*** Opening Material provided ***

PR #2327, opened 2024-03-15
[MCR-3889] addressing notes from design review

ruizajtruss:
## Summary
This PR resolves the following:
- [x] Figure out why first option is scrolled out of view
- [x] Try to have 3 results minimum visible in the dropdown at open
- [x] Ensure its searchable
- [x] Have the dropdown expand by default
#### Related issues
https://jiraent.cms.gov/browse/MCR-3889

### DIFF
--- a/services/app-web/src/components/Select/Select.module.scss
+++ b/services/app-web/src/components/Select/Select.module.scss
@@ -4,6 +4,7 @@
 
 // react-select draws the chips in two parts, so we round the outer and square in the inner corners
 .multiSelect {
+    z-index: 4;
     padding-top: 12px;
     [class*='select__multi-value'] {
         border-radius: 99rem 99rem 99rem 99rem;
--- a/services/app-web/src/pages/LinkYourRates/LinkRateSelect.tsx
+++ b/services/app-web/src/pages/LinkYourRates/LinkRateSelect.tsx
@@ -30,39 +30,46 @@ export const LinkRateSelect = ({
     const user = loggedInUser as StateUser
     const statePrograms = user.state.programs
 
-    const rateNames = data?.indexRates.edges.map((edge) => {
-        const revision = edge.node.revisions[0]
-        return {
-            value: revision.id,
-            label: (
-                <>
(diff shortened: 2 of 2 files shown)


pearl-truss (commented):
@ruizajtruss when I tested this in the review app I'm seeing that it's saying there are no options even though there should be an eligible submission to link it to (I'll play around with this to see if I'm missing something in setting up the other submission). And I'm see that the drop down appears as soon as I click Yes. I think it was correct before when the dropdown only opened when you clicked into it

*** Closing Material provided ***

**Problem details:** Precisely reproduce all the entries shown above.

**Solution for this task:**
PR #2327, opened 2024-03-15
[MCR-3889] addressing notes from design review

ruizajtruss:
## Summary
This PR resolves the following:
- [x] Figure out why first option is scrolled out of view
- [x] Try to have 3 results minimum visible in the dropdown at open
- [x] Ensure its searchable
- [x] Have the dropdown expand by default
#### Related issues
https://jiraent.cms.gov/browse/MCR-3889

### DIFF
--- a/services/app-web/src/components/Select/Select.module.scss
+++ b/services/app-web/src/components/Select/Select.module.scss
@@ -4,6 +4,7 @@
 
 // react-select draws the chips in two parts, so we round the outer and square in the inner corners
 .multiSelect {
+    z-index: 4;
     padding-top: 12px;
     [class*='select__multi-value'] {
         border-radius: 99rem 99rem 99rem 99rem;
--- a/services/app-web/src/pages/LinkYourRates/LinkRateSelect.tsx
+++ b/services/app-web/src/pages/LinkYourRates/LinkRateSelect.tsx
@@ -30,39 +30,46 @@ export const LinkRateSelect = ({
     const user = loggedInUser as StateUser
     const statePrograms = user.state.programs
 
-    const rateNames = data?.indexRates.edges.map((edge) => {
-        const revision = edge.node.revisions[0]
-        return {
-            value: revision.id,
-            label: (
-                <>
(diff shortened: 2 of 2 files shown)


pearl-truss (commented):
@ruizajtruss when I tested this in the review app I'm seeing that it's saying there are no options even though there should be an eligible submission to link it to (I'll play around with this to see if I'm missing something in setting up the other submission). And I'm see that the drop down appears as soon as I click Yes. I think it was correct before when the dropdown only opened when you clicked into it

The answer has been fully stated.